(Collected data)
*** Block opens ***
PR #188, opened 2026-05-14
feat(sdk): add `defineSandboxProxy` helper

QuiiBz:
This PR adds a new `defineSandboxProxy` helper in `@vercel/sandbox/proxy` to integrate [network policies forwarding rules](https://vercel.com/changelog/vercel-sandbox-firewall-now-supports-request-proxying-and-filtering) easily within a Vercel Function, or any other platform that supports the Web Handlers syntax (`Request`/`Response` objects)

We use `jose` to verify the OIDC token, then extract the metadata (original host, scheme, port, path, and source team/project/sandbox ids) before calling a user-defined Web Handler. If the request cannot be authorized, we return a 403 by default, but the user can also override this behavior with a separate Web Handler. A new `Request` is constructed to correspond to the original sandbox request before being proxied by the sandbox firewall

Example usage in a Vercel Function:

```ts
export default {
  fetch: defineSandboxProxy(async (request, meta) => {
    // meta contains the original host & source team/project/sandbox ids
    console.log(meta)

    // return a custom response, or proxy upstream:
    return await fetch(request)
  }, (request, error) => {
    // optional, handle any authorization error
    return new Response("Forbidden", { status: 403 })
  })
}
```

### DIFF
--- a/packages/vercel-sandbox/src/proxy.ts
+++ b/packages/vercel-sandbox/src/proxy.ts
@@ -58,6 +58,20 @@ export type InvalidRequestProxyHandler = (
  * 
  * This function automatically verifies the OIDC token included in proxied requests to ensure the request
  * is legitimate: if invalid, the `invalidRequestHandler` is called (by default, a 403 response is returned).
+ *
+ * @example
+ * ```ts
+ * export default {
+ *   fetch: defineSandboxProxy(async (request, meta) => {
+ *     console.log(meta) // contains the original host/scheme/port & source team/project/sandbox ids
+ *
+ *     return new Response("Response from my proxy");
+ *   }, (request, error) => {
+ *     // optional, handle any authorization error
+ *     return new Response("Forbidden", { status: 403 });
+ *   })
+ * }
+ * ```
  * 
  * @see https://vercel.com/docs/vercel-sandbox/concepts/firewall#requests-proxying
  */
--- a/packages/vercel-sandbox/src/proxy.ts
+++ b/packages/vercel-sandbox/src/proxy.ts
@@ -63,12 +63,19 @@ export type InvalidRequestProxyHandler = (
  * ```ts
  * export default {
  *   fetch: defineSandboxProxy(async (request, meta) => {
- *     console.log(meta) // contains the original host/scheme/port & source team/project/sandbox ids
+ *     // meta contains the original host/scheme/port & source team/project/sandbox ids
+ *     console.log(meta)
  *
- *     return new Response("Response from my proxy");
+ *     // return a custom response, or proxy upstream:
+ *     const url = new URL(request.url)
+ *     return await fetch(`${meta.scheme}://${meta.host}:${meta.port}/${url.pathname}${url.search}`, {
+ *       method: request.method,
+ *       headers: request.headers,
+ *       body: request.body
+ *     })
  *   }, (request, error) => {
  *     // optional, handle any authorization error
- *     return new Response("Forbidden", { status: 403 });
+ *     return new Response("Forbidden", { status: 403 })
  *   })
  * }
  * ```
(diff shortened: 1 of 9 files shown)


ctgowrie (approved):

packages/vercel-sandbox/src/proxy.ts
```diff
@@ -0,0 +1,220 @@
...
+      );
+    } catch {
+      return invalidRequestHandler(
+        new Request(request, { headers }),
+        new Error("Invalid proxied request URL"),
+      );
+    }
+
+    sanitizedRequest.headers.set("host", host);
+    sanitizedRequest.headers.set("x-forwarded-host", host);
```
valerian-roche: Can you clarify why we set this value here?

packages/vercel-sandbox/src/proxy.ts
```diff
@@ -0,0 +1,220 @@
...
+
+  if (
+    issuerUrl.protocol !== "https:" ||
+    issuerUrl.hostname !== VERCEL_OIDC_HOSTNAME
+  ) {
+    throw new Error("Invalid OIDC issuer");
+  }
+
+  const { payload } = await jwtVerify(token, getJwks(issuer), {
+    audience: originalUrl.origin + originalUrl.pathname,
```
valerian-roche: The path of the request is "proxy URL + original path", so this is likely to not match here, no?

QuiiBz: Hum I only tested the `/` case, for example:
- Rule on `vercel.com` with `forwardURL: "https://proxy.vercel.app/proxy"`, which is the audience of the OIDC token
- I make a request to `https://vercel.com` from the sandbox
- The function at `https://proxy.vercel.app/proxy` receives the request, and has an `originalUrl` of `https://proxy.vercel.app/proxy` & `vercel-forwarded-host` of `vercel.com`

This indeed doesn't handle requests on other paths like `https://vercel.com/sandbox`, because now the audience would still be `https://proxy.vercel.app/proxy` but `originalUrl` would be `https://proxy.vercel.app/proxy/sandbox`

We could check only the hostname but that defeats the point of having path-defined audiences. The other option is to explicitly require the user to pass in their configured `forwardURL` into `defineSandboxProxy`. Thoughts?

packages/vercel-sandbox/src/proxy.ts
QuiiBz: Removed `x-forwarded-host` and only kept the overwrote of `host`. If you proxy the request as-is without overriding `host`, we'd have a mismatch with the SNI because it'd point to the proxy host

packages/vercel-sandbox/src/proxy.ts
QuiiBz: Following our discussion, updated to extract `vercel-forwarded-path` and derive the correct audience by removing it from the request URL

packages/vercel-sandbox/src/proxy.ts
```diff
@@ -0,0 +1,260 @@
...
+) {
+  return async function sandboxProxy(request: Request): Promise<Response> {
+    const headers = new Headers(request.headers);
+    const host = headers.get(FORWARDED_HOST_HEADER);
+    const scheme = headers.get(FORWARDED_SCHEME_HEADER);
+    const port = headers.get(FORWARDED_PORT_HEADER);
+    const path = headers.get(FORWARDED_PATH_HEADER);
+    const oidcToken = headers.get(SANDBOX_OIDC_TOKEN_HEADER);
+
+    headers.delete(FORWARDED_HOST_HEADER);
```
valerian-roche, line 85: To be more robust on header addition later should we drop all `vercel-forwarded-*` headers?

valerian-roche (approved):

packages/vercel-sandbox/src/proxy.ts
QuiiBz: :maybe: for now I don't think we need to, but we can always iterate

PR #196, opened 2026-05-19
feat(sdk,cli): add support for drives

QuiiBz:
This PR adds support for drives in beta. Drives are persistent storage that can be attached or detached to sandboxes. You can mount up to 4 drives per sandbox, with up to 1 TiB per drive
*** Block closes ***
§ **Task**
Scan the entries above, and wherever a line holds the string "approved", copy it.

§ **Answer below**
ctgowrie (approved):
valerian-roche (approved):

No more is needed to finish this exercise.